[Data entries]
================================
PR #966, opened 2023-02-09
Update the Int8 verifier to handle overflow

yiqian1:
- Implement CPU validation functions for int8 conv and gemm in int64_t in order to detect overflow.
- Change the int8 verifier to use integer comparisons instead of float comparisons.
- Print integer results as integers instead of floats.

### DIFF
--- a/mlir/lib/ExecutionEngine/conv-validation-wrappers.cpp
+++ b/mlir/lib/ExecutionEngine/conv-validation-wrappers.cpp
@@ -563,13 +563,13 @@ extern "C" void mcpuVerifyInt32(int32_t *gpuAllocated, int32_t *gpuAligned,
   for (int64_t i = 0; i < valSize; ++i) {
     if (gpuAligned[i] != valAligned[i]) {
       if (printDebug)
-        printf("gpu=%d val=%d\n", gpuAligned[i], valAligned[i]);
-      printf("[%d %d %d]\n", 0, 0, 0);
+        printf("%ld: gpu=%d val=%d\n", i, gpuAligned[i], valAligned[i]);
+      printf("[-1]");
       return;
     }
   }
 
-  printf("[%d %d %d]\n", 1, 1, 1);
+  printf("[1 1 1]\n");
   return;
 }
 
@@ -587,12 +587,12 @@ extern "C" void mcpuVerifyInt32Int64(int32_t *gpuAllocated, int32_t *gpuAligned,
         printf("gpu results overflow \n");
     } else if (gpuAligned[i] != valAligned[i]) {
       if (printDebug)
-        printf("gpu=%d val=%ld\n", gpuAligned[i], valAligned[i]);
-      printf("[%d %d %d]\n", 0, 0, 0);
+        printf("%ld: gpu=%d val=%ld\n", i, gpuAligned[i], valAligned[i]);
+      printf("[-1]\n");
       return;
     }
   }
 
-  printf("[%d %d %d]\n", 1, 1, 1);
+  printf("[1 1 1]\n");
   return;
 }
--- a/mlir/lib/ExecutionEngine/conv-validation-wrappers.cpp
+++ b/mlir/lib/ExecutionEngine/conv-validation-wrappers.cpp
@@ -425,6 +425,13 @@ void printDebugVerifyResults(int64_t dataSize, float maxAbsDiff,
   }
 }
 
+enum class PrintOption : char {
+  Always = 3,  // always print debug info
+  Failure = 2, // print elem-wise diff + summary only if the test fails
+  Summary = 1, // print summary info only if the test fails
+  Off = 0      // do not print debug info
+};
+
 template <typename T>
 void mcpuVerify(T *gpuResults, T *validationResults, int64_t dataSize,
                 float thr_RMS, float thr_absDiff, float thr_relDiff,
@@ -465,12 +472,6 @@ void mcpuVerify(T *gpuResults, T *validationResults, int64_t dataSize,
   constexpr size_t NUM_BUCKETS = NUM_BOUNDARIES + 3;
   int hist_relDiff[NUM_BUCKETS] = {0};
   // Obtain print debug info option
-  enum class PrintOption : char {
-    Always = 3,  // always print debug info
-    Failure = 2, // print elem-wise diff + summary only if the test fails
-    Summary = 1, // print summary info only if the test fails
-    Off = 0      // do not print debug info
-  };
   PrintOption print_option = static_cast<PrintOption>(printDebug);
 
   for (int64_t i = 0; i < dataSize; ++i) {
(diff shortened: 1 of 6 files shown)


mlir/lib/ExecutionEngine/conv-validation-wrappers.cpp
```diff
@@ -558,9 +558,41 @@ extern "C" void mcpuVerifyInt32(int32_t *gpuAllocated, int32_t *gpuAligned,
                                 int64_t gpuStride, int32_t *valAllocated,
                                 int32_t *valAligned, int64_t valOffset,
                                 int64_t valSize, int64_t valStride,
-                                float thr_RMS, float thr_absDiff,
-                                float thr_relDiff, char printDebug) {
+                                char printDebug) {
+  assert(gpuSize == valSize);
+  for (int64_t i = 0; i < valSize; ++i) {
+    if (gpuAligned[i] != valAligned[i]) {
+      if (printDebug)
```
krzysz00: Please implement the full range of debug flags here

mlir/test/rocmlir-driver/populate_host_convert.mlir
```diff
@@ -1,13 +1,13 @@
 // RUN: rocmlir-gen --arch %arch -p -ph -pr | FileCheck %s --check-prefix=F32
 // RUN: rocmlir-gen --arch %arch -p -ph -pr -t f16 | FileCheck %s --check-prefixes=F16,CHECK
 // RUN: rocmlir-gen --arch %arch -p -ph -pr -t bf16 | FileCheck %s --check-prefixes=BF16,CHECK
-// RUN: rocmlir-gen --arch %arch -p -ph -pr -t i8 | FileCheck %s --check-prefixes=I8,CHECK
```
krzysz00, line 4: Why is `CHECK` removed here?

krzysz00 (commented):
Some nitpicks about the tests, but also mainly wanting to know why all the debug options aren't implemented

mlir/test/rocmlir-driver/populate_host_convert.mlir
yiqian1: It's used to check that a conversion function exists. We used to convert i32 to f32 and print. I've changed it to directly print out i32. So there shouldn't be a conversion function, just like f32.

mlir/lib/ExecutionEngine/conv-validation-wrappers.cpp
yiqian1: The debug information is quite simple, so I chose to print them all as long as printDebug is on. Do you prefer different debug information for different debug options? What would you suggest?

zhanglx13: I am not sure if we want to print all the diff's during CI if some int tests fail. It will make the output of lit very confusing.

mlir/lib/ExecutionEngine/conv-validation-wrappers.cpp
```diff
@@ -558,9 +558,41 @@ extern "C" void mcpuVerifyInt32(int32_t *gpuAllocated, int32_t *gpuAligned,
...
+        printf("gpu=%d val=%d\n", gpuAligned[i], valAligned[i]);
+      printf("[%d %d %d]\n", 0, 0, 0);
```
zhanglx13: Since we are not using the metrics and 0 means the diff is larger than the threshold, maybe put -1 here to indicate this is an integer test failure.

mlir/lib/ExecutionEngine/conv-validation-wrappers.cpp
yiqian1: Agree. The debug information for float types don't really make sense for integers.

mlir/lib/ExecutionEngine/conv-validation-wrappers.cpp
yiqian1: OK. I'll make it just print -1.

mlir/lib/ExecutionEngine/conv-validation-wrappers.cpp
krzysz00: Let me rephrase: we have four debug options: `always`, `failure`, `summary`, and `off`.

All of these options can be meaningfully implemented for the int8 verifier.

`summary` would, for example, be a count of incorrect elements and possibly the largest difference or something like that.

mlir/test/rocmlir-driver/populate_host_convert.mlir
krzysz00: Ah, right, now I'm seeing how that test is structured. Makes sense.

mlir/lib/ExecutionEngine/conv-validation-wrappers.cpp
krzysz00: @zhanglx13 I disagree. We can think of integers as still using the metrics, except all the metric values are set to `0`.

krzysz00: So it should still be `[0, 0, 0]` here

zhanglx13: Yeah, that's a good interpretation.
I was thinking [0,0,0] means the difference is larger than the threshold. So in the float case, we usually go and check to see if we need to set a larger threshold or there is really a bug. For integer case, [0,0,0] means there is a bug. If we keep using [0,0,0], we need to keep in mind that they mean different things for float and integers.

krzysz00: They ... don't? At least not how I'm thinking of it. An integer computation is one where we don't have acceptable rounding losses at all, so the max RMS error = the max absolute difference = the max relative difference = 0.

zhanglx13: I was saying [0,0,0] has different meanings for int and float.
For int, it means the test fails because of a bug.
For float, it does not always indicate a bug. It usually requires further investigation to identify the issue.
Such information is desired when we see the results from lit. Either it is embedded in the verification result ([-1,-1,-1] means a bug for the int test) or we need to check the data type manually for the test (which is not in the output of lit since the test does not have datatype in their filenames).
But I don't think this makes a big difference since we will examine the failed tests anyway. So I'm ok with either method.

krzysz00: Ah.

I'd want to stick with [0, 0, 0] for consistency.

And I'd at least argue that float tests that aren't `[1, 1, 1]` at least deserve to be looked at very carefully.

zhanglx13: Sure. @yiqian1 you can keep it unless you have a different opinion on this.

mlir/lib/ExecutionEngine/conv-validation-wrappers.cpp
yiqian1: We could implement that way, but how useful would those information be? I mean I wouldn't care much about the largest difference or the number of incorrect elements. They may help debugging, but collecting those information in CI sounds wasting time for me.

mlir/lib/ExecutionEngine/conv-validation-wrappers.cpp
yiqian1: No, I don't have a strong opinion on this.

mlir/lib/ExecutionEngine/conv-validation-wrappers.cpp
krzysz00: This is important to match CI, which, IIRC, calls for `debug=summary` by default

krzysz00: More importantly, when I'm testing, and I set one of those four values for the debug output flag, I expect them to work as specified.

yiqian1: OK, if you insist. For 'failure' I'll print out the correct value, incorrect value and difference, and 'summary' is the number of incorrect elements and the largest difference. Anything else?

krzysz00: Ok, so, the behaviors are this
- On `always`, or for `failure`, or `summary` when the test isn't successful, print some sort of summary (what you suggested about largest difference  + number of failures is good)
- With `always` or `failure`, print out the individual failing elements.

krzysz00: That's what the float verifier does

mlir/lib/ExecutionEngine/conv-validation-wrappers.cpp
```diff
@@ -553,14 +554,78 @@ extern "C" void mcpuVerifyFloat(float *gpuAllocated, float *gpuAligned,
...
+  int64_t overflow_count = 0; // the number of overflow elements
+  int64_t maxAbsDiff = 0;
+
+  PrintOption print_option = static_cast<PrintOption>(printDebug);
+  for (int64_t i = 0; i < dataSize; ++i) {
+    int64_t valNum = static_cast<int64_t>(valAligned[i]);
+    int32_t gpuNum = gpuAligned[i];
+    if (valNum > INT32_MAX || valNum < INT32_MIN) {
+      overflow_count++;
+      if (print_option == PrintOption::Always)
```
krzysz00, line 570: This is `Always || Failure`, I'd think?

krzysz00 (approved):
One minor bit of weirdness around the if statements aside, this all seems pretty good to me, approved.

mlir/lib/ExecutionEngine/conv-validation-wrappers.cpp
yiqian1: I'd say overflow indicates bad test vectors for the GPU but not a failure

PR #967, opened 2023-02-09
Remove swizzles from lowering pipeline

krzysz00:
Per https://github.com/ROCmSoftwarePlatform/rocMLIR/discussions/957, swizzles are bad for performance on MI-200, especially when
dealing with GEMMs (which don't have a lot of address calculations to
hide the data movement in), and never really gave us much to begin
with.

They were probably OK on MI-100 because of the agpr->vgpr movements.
================================
WHAT YOU SHOULD DO: Examine the records and pull out every line where the string "four" occurs.

ANSWER BOX:
krzysz00: Let me rephrase: we have four debug options: `always`, `failure`, `summary`, and `off`.
krzysz00: More importantly, when I'm testing, and I set one of those four values for the debug output flag, I expect them to work as specified.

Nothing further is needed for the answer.